Software in the field of genomics has become an integral part of the study of science and is an important element in increasing productivity. A well-designed application uses fewer resources of the working computer, and relieves the researcher’s burden, saving time and increasing work efficiency.
However, the trend shows that such software is developed under low funding conditions, usually by academic staff without the involvement of highly qualified programmer-engineers. These solutions are very poorly supported later on and are plagued with lacklustre customer feedback, leaving us with unreliable software, that is difficult to use, and works with errors.
The problem is becoming more and more pressing, as the amount of genetic data stored, analysed and studied is constantly increasing. Such software is developed at the expense of state support, with a large number of conditions and restrictions. With that in mind, let’s try to figure out what types of software can be found on the market and what tasks they are used to solve.
These programs use information about the activity of certain genes to figure out pathways to regulate the work of our genome. They enable tracking various patterns, such as two genes having the same degree of activity in different conditions to draw a conclusion about their interaction with each other.
Take gene interaction estimation as an example. There are many algorithms for estimating gene interactions, however, the most common ones are not always the best, so the direction of developing an application with a complete database of algorithms, with their selection and application in two clicks, is a promising direction. With a plethora of various algorithms in this area, AI/ML algorithms look promising in this area, however, they are difficult to develop, and require enhanced control during validation.
Other tools predict health risks, like software that calculates an individual’s risk level for breast or ovarian cancer based on family history and other data. It is this kind of software that can suggest recommendations for lifestyle adjustments that are presented to people on platforms like 23andme, Orig3n, and others. At the moment, the functionality of these applications is limited to displaying general interpreted information. But imagine having an opportunity to take a closer look at the relationships between your genes, or a detailed map of the your genome? With technological advancements in the imminent future, more and more insight will be available about the same genome stored on such a platform.
As a side note, the emergence of such applications, and their increasing adoption, will lead to standardisation, which means simplification of genetic testing, data transfer and increased research productivity. However, for the time being, it’s a free-for-all.
Large genetic data storage
The first challenge is to store humongous amounts of genetic data. The second challenge is to have an ability to efficiently retrieve information from these data dumps.
It is becoming essential to design and implement capable next-generation archiving software. The mass nature of genetic testing implies the creation of large archives which require novel indexing approaches for faster subsequent retrieval. Next-gen genetic storage and retrieval systems should allow you to quickly find, export and send files with a volume of several hundred s of gigabytes. Keep in mind that the raw data of the decoded human genome can take up to 600 GB. In general, the specifics of this application will fully comply with the principles of big data management applications.

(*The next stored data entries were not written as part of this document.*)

PR #4186, opened 2025-08-12
TODO: fix comments on federated store

JesseGoodier:
https://github.com/kubecost/kubecost/pull/4185

I tested:
```
global:
  federatedStorage:
    config: |-
 ```
creates correctly with the `config`  key uncommented for federatedStorage on the root


jessegoodier:
fixed by #4194

PR #10, opened 2019-09-30
Enable AWS old releases

mazzy89:
Towards https://github.com/giantswarm/giantswarm/issues/6902

Enable AWS old releases

- 8.2.0
- 8.2.1
- 8.3.0

@pipo02mix I've enabled those past ones. Would make sense to enable more?

### DIFF
--- a/aws.yaml
+++ b/aws.yaml
@@ -78,7 +78,7 @@
       version: 0.19.0
   date: 2019-08-19T16:30:00Z
   version: 8.4.0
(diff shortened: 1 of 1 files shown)


pipo02mix:
I think it is ok 
thx

mazzy89:
Considering that there are other customers running also at 8.2.0 and they do want to create clusters at that version I'm going to consider to enable also for that version.

PR #11, opened 2019-09-30
Enable old KVM releases

mazzy89:
Towards https://github.com/giantswarm/giantswarm/issues/6902

Enabling 

- 8.2.0
- 8.2.1
- 8.3.0

8.2.0 -> 8.2.1: the unique difference is in the k8s version.

8.2.0 has a version affected by a security issue but it is not broken.


mazzy89:
Closing this becase we won't tackle it down in this way

PR #17, opened 2019-10-22
AWS release 9.0.0 with Kubernetes 1.15.5

tfussell:
Towards https://github.com/giantswarm/giantswarm/issues/6431

### DIFF
--- a/aws.yaml
+++ b/aws.yaml
@@ -1,3 +1,23 @@
+- active: false
+  authorities:
+    - endpoint: http://app-operator:8000
+      name: app-operator
+      version: 1.0.0
+    - endpoint: http://aws-operator:8000
+      name: aws-operator
+      version: 5.5.0
+    - endpoint: http://cert-operator:8000
+      name: cert-operator
+      version: 0.1.0
+    - endpoint: http://chart-operator:8000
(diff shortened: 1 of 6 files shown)


tfussell:
Should 8.X remain active? What about 7.X? Not sure about the deprecation process.

pipo02mix:
We only maintain the last two majors, so `7.X` goes deprecated

aws.yaml
```diff
@@ -1,4 +1,4 @@
-- active: false
+- active: true
```
kopiczko: aws-operator@5.5.0 is a legacy branch so we'd need to release a flat operator. Please ping @giantswarm/team-magic  when doing so for a while.

@giantswarm/team-magic needs to fix one bug with finalizers before we can deploy that to production. It was discovered yesterday evening. I'll link to the issue once it's created.

kopiczko: Here's the issue https://github.com/giantswarm/giantswarm/issues/7376

kopiczko: Fix is merged and vendored now..

MarcelMue:
I created a separate PR for KVM to make our lives a bit easier.

PR #18, opened 2019-10-25
remove endpoints

TheoBrigitte:
Towards: https://github.com/giantswarm/giantswarm/issues/7398

This PR removes the endpoints from all releases.

Since endpoint value from authorities is no longer used, and endpoint are now discovered automatically using authorities name.

```
$ for f in *.yaml; do yq -y -r 'del(.[].authorities[].endpoint)' $f|sponge $f; done
$ sed  -i "s/date:\s'\([0-9T:-]\+\)'/date: \1Z/g" *.yaml
```

### DIFF
--- a/aws.yaml
+++ b/aws.yaml
@@ -1,701 +1,537 @@
 - active: false
   authorities:
-    - endpoint: http://app-operator:8000
-      name: app-operator
-      version: 1.0.0
-    - endpoint: http://aws-operator:8000
-      name: aws-operator
-      version: 5.5.0
-    - endpoint: http://cert-operator:8000
-      name: cert-operator
-      version: 0.1.0
-    - endpoint: http://chart-operator:8000
-      name: chart-operator
-      version: 0.7.0
-    - endpoint: http://cluster-operator:8000
-      name: cluster-operator
-      provider: aws
-      version: 0.21.0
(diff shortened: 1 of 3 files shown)


xh3b4sd:
The build fails and I reckon there is a bit more to it. We need to fix the release validation which likely is an `opsctl` command. And we should make sure that the endpoint is then also removed from any code we have.

aws.yaml
```diff
@@ -1,701 +1,537 @@
...
+    version: 1.0.0
+  - name: aws-operator
+    version: 5.5.0
+  - name: cert-operator
+    version: 0.1.0
+  - name: chart-operator
+    version: 0.7.0
+  - name: cluster-operator
+    provider: aws
+    version: 0.21.0
```
kopiczko: This is personal taste thing but it's easier for me to read when lists are indented in yaml so if you don't mind I would rather have them indented like they were.

xh3b4sd: We should also split PRs for this. Dropping endpoints is one PR. Changing formatting is another PR. This makes the process and bringing changes forth way easier.

TheoBrigitte: I didn't intended to change the indentation, this was the result of the command. Closing here, and will re-work this later on.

Modelling and simulation tools
In some cases, it is not enough to have a classical, queryable, database at hand, or algorithms for tracking gene interactions, this is especially true for new, unexplored mutations.
Modelling the structure of a protein based on the structure of a gene code is a very promising area of development. Knowing the structure of the protein, it is possible to draw a conclusion about the possible violations of its functions in relation to the norm.
With that in mind, it is quite possible to develop a system that enables predicting the phenotype (appearance) depending on the genotype. It is hard to overestimate the importance of such a working tool in forensics or in family planning and artificial insemination. Of course, we’re still at least several years away from such software, and a lot of work should be done.
The road ahead
An actual problem is also the construction of a universal system which enables storing patient data, studying mutations, making predictions, and quickly filtering out unnecessary information.
Imagine a software that is a hybrid of LIMS, a doctor’s notebook, a genetic browser, and all this works in cooperation with the largest scientific databases that collect information and study the pathogenicity, prevalence and relationship of mutations.
At HMND we have been contributing to the development of such a universal application which allows a complete analysis of all the patient’s mutations without switching between countless browser pages and without opening a huge number of highly specialised programs.
Two main tasks that need to be solved when developing such an application:
- Establish a reliable feedback flow with the client
- Stay open to fresh ideas that can significantly improve thew workflow, as the science matures
Of course, aside from technical challenges, the main hurdle when creating such software is compliance. Software that is recognised as “medical” can be vetted and approved for diagnosis in one country, but may be suitable only for non-professional use in another, and be completely banned in a third.
As a result, it is worth mentioning the undeniable prospect of developing software for genetic research, since now this niche is often occupied by low-quality programs that have become too outdated, too specialised, too buggy.